PR #5, opened 2016-10-19
Functions for fetching keys from a server 

NegativeMjark:
and for checking that the response is valid

### DIFF
--- a/keys.go
+++ b/keys.go
@@ -79,10 +79,10 @@ type KeyChecks struct {
 	MatchingServerName        bool  // Does the server name match what was requested.
 	FutureValidUntilTS        bool  // The valid until TS is in the future.
 	HasEd25519VerifyKey       bool  // The key response has a ED25519 key for the server.
-	ValidEd25519VerifyKey     bool  // The verify keys are valid ED25519 keys.
-	MatchingEd25519Signature  bool  // Every verify key claimed has a valid signature.
+	ValidEd25519VerifyKey     *bool // The verify keys are valid ED25519 keys.
+	MatchingEd25519Signature  *bool // Every verify key claimed has a valid signature.
 	HasTLSFingerprint         bool  // The response includes a TLS fingerprint.
-	ValidSHA256TLSFingerprint bool  // Every TLS fingerprint includes a SHA-256 hash.
+	ValidSHA256TLSFingerprint *bool // Every TLS fingerprint includes a SHA-256 hash.
 	MatchingTLSFingerprint    *bool // The TLS fingerprint for the connection matches one of the listed fingerprints.
 }
 
@@ -101,10 +101,10 @@ func CheckKeys(serverName string, timeNowMs uint64, keys ServerKeys, connState *
 	checks.AllChecksOK = (checks.MatchingServerName &&
 		checks.FutureValidUntilTS &&
 		checks.HasEd25519VerifyKey &&
-		checks.ValidEd25519VerifyKey &&
-		checks.MatchingEd25519Signature &&
+		*checks.ValidEd25519VerifyKey &&
+		*checks.MatchingEd25519Signature &&
 		checks.HasTLSFingerprint &&
-		checks.ValidSHA256TLSFingerprint)
+		*checks.ValidSHA256TLSFingerprint)
 
 	// Only check the fingerprint if we have the TLS connection state.
 	if connState != nil {
@@ -136,22 +136,24 @@ func checkFingerprint(connState *tls.ConnectionState, sha256Fingerprints []Base6
 }
 
 func checkVerifyKeys(keys ServerKeys, checks *KeyChecks) map[string]Base64String {
-	checks.ValidEd25519VerifyKey = true
-	checks.MatchingEd25519Signature = true
+	validEd25519VerifyKey := true
+	matchingEd25519Signature := true
 	verifyKeys := map[string]Base64String{}
 	for keyID, keyData := range keys.VerifyKeys {
 		algorithm := strings.SplitN(keyID, ":", 2)[0]
 		publicKey := keyData.Key
 		if algorithm == "ed25519" {
 			if len(publicKey) != 32 {
-				checks.ValidEd25519VerifyKey = false
+				validEd25519VerifyKey = false
 				continue
 			}
 			if err := VerifyJSON(keys.ServerName, keyID, []byte(publicKey), keys.Raw); err != nil {
-				checks.MatchingEd25519Signature = false
+				matchingEd25519Signature = false
 				continue
 			}
 			checks.HasEd25519VerifyKey = true
+			checks.ValidEd25519VerifyKey = &validEd25519VerifyKey
+			checks.MatchingEd25519Signature = &matchingEd25519Signature
 			verifyKeys[keyID] = publicKey
 		}
 	}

^^^^^^^^

(AIM OF THE TASK):
Across the lines of the material above, tally those holding the word "ServerKeys" and state the number by itself.

(ANSWER AREA):
2